Task requirements = All lines from the one containing "bullet **twice**, verbatim, two" down to the one containing "Every count this", both ends included, are to be given again exactly; omit the rest of the listing below.

Input data =
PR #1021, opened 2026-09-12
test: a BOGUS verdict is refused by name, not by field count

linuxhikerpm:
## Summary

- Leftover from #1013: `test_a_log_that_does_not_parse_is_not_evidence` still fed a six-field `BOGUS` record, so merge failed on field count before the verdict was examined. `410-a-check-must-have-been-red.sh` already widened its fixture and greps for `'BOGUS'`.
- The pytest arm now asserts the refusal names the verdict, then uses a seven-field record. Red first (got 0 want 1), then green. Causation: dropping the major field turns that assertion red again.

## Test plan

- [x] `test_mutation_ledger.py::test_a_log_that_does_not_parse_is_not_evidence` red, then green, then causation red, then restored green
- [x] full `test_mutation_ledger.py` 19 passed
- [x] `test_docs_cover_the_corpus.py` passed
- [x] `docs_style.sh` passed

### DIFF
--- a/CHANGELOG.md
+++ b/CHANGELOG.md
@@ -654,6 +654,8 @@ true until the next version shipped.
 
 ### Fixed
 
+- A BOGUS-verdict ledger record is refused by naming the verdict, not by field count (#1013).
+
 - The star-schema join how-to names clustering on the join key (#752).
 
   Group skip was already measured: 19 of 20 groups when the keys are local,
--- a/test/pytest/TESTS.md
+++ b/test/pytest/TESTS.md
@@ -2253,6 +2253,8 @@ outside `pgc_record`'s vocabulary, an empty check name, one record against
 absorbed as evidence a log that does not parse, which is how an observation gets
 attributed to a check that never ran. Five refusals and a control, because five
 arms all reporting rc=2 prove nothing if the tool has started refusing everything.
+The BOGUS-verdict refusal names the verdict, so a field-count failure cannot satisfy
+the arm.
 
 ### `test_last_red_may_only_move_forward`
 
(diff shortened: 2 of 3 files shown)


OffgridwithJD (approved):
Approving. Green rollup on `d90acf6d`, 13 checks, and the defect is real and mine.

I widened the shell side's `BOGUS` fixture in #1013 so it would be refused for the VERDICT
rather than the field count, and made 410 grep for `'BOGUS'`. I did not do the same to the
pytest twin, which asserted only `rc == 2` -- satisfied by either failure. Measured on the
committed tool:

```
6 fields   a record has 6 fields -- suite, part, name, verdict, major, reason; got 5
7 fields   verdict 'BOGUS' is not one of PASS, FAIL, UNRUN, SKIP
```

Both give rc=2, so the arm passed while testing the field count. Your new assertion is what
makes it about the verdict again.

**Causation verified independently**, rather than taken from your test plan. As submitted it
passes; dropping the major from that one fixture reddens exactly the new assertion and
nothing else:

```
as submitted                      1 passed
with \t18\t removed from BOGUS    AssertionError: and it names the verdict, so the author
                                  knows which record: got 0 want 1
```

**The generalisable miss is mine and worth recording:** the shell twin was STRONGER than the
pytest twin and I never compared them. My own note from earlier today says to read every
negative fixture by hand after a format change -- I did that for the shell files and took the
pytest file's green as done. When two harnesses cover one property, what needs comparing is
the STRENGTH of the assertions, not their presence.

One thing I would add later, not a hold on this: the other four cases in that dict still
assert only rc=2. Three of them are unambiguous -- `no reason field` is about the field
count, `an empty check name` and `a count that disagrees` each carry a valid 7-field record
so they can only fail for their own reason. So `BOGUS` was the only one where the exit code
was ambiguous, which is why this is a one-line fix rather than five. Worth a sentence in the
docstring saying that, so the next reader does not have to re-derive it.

--

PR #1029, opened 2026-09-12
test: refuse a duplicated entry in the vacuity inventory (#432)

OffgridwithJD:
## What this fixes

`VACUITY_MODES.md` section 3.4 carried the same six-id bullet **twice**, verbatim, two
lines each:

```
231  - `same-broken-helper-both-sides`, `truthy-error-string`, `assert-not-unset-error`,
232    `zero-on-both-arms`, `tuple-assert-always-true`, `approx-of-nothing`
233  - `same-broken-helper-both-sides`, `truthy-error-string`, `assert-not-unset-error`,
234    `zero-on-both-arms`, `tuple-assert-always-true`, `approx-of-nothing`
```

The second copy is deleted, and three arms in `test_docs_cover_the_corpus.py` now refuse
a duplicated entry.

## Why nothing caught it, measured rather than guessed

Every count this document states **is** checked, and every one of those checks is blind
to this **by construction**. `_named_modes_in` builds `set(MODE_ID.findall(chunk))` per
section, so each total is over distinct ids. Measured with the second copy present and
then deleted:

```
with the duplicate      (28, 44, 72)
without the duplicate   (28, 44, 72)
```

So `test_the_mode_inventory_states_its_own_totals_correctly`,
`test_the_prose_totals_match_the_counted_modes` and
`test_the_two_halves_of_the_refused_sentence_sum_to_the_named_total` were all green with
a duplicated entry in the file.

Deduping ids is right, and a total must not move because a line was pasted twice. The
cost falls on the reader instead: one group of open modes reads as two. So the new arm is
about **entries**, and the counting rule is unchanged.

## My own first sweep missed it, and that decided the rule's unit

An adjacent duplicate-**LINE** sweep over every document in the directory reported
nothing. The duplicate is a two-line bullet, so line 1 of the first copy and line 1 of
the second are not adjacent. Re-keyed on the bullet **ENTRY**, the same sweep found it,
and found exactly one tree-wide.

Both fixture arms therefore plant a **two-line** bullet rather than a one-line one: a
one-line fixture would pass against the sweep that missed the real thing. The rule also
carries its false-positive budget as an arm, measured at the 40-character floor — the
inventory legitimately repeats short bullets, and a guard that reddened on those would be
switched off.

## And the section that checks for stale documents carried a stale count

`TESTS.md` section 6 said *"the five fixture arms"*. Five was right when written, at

--

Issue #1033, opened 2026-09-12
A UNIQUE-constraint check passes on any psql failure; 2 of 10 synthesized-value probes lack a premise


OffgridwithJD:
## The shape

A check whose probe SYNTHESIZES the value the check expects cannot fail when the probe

Result of the task =
`VACUITY_MODES.md` section 3.4 carried the same six-id bullet **twice**, verbatim, two
lines each:

```
231  - `same-broken-helper-both-sides`, `truthy-error-string`, `assert-not-unset-error`,
232    `zero-on-both-arms`, `tuple-assert-always-true`, `approx-of-nothing`
233  - `same-broken-helper-both-sides`, `truthy-error-string`, `assert-not-unset-error`,
234    `zero-on-both-arms`, `tuple-assert-always-true`, `approx-of-nothing`
```

The second copy is deleted, and three arms in `test_docs_cover_the_corpus.py` now refuse
a duplicated entry.

## Why nothing caught it, measured rather than guessed

Every count this document states **is** checked, and every one of those checks is blind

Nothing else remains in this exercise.